To mitigate this risk, engaging with trusted partners – such as specialist lenders and accountants – can be a godsend when it comes to generating and converting quality leads.

Several lenders, such as Thinktank, have experienced relationship managers on hand to help workshop scenarios and also provide specialist education and upskilling sessions to brokers.

Wright said: “If brokers are looking to uplift their commercial expertise and establish a connection with Thinktank, we recommend that they reach out to our dedicated relationship manager team. They will provide invaluable support at every step of the way, from workshop to settlement, and are always available for informal conversations and to provide industry insights and updates.

“Thinktank was originally established nearly 20 years ago as a specialist commercial lender, so we have deep commercial experience and demonstrable expertise around empowering brokers to successfully diversify into the commercial space.

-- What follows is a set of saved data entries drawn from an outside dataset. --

PR #1261, opened 2018-04-08
standardize on verbose hash methods

wk:
While there is some [discussion](https://bugs.ruby-lang.org/issues/10177) about `has_key` and `has_value` methods, the bulk of oxidized codebase currently uses these verbose variants. This eliminates the few short variants currently in use to make the entire codebase consistent.

Passes `Rubocop` with:
```yaml
Style/PreferredHashMethods:
  EnforcedStyle: verbose
```


wk:
Updates `.rubocop_todo.yml` to eliminate relevant `Style/PreferredHashMethods` exceptions.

“Many brokers want to be able to offer a range of solutions to their clients, as this typically leads to stronger and deeper relationships, new advocates, and potential new revenue streams.

“We recognise that educating and upskilling mortgage brokers is crucial for the brokers’ business, our business, and the industry as a whole, this is why broker education is woven into the fabric of how we do business.

“Thinktank is poised to help brokers and customers capitalise on market opportunities with expanded offerings for purchases, refinancing, and equity release. We’re committed to supporting brokers in navigating market shifts effectively.”